National museum in Mauritius

The National History Museum of Mauritius (/fr/: Musée National d'Histoire), also known as the Mahebourg Museum or formerly the Naval and Historical Museum (/fr/: Musée naval de l'île Maurice), is a national museum located in Mahebourg, Mauritius. Housed in an 18th-century French colonial mansion listed as a national heritage site, it focuses on the maritime, colonial, and natural history of Mauritius, including artifacts from shipwrecks, maps, and exhibits related to the extinct dodo and other endemic species.

== History ==
The museum is located at Château Gheude (also known as Maison Robillard), a french colonial country house built around 1772 on the banks of the La Chaux River. During the Battle of Grand Port in 1810, it served as a field hospital for the French and British fleets.
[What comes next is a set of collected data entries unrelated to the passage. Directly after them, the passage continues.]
PR #667, opened 2021-11-18
dsound: Fix warning of redefining _WIN32_WINNT when compiling with GCC/MinGW

### LINKED ISSUE #549: "_WIN32_WINNT" redefined warning in pa_win_ds.c
@mgeier wrote:
There is a warning about another preprocessor definition:

    src/hostapi/dsound/pa_win_ds.c:54:0: warning: "_WIN32_WINNT" redefined
     #define _WIN32_WINNT 0x0400 /* required to get waitable timer APIs */
     ^
    [...]/mxe/usr/i686-w64-mingw32.static/include/_mingw.h:233:0: note: this is the location of the previous definition
     #define _WIN32_WINNT 0x502

@dmitrykos wrote:

May be it makes sense to adjust it to:

    #if !defined(_WIN32_WINNT) || (_WIN32_WINNT < 0x0400)
        #undef _WIN32_WINNT
        #define _WIN32_WINNT 0x0400 /* required to get waitable timer APIs */
    #endif

@RossBencina wrote:

I am not sure about redefining `_WIN32_WINNT ` if it is already defined. I think it is better to move the define further up the file before any include statements.

dmitrykos:
The warning is thrown as follows:
```c
[  5%] Building C object CMakeFiles/PortAudio.dir/src/hostapi/dsound/pa_win_ds.c.obj
pa_win_ds.c:54: warning: "_WIN32_WINNT" redefined
   54 | #define _WIN32_WINNT 0x0400 /* required to get waitable timer APIs */
      |
<command-line>: note: this is the location of the previous definition
```

`_WIN32_WINNT` is defined by GCC/MinGW and therefore it has to be checked before defining to 0x0400. If `_WIN32_WINNT` is defined to a lower value it will be redefined to 0x0400, therefore the expected behavior is preserved.

Closes #549

### DIFF
--- a/src/hostapi/dsound/pa_win_ds.c
+++ b/src/hostapi/dsound/pa_win_ds.c
@@ -47,11 +47,15 @@
 */
 //#define PA_WIN_DS_USE_WMME_TIMER
 
+#if !defined(_WIN32_WINNT) || (_WIN32_WINNT < 0x0400)
+    #undef _WIN32_WINNT
+    #define _WIN32_WINNT 0x0400 /* required to get waitable timer APIs */
+#endif
+
 #include <assert.h>
 #include <stdio.h>
 #include <string.h> /* strlen() */
 
-#define _WIN32_WINNT 0x0400 /* required to get waitable timer APIs */
 #include <initguid.h> /* make sure ds guids get defined */
 #include <windows.h>
 #include <objbase.h>


jmelas (changes requested):
I think this define could be removed completely.
We don't support windows lower than NT4 do we?

RossBencina:
Looks ok, but please move the updated code at the top of the file, as Phil and I already requested  in #549

dmitrykos:
@RossBencina, done!

philburk (approved):

RossBencina (approved):

jmelas:
I am surprised this was merged.
_WIN32_WINNT should not be defined in code. It should be defined in the build settings.
Both in configure and CMake build settings we already define _WIN32_WINNT=0x0501
So I still believe that this define
#define _WIN32_WINNT 0x0400 /* required to get waitable timer APIs */
should have been removed completely.

dmitrykos:
@jmelas, another PR can remove this `ifdef` section. This one was closing #549 as per its discussion. I agree that this guard clause `#define _WIN32_WINNT 0x0400` may not be needed because min. Windows version that supports DS is Windows 95 (0x0400) anyway.

philburk:
@jmelas - Can you please review and comment on #676 ?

Its collection started with the historical artifacts, artworks, and maps in 1934 as Naval Relics Museum and by the 1938, it was renamed as Museum of Historical Souvenirs. But, after World War II in 1947, the Mauritian government acquired the château and after the renovation, it was again renamed as the History Museum and opened to the public on 15 September 1950. It was later expanded with materials from historic shipwrecks. In 2000, it was designated a national museum to reflect its broader scope.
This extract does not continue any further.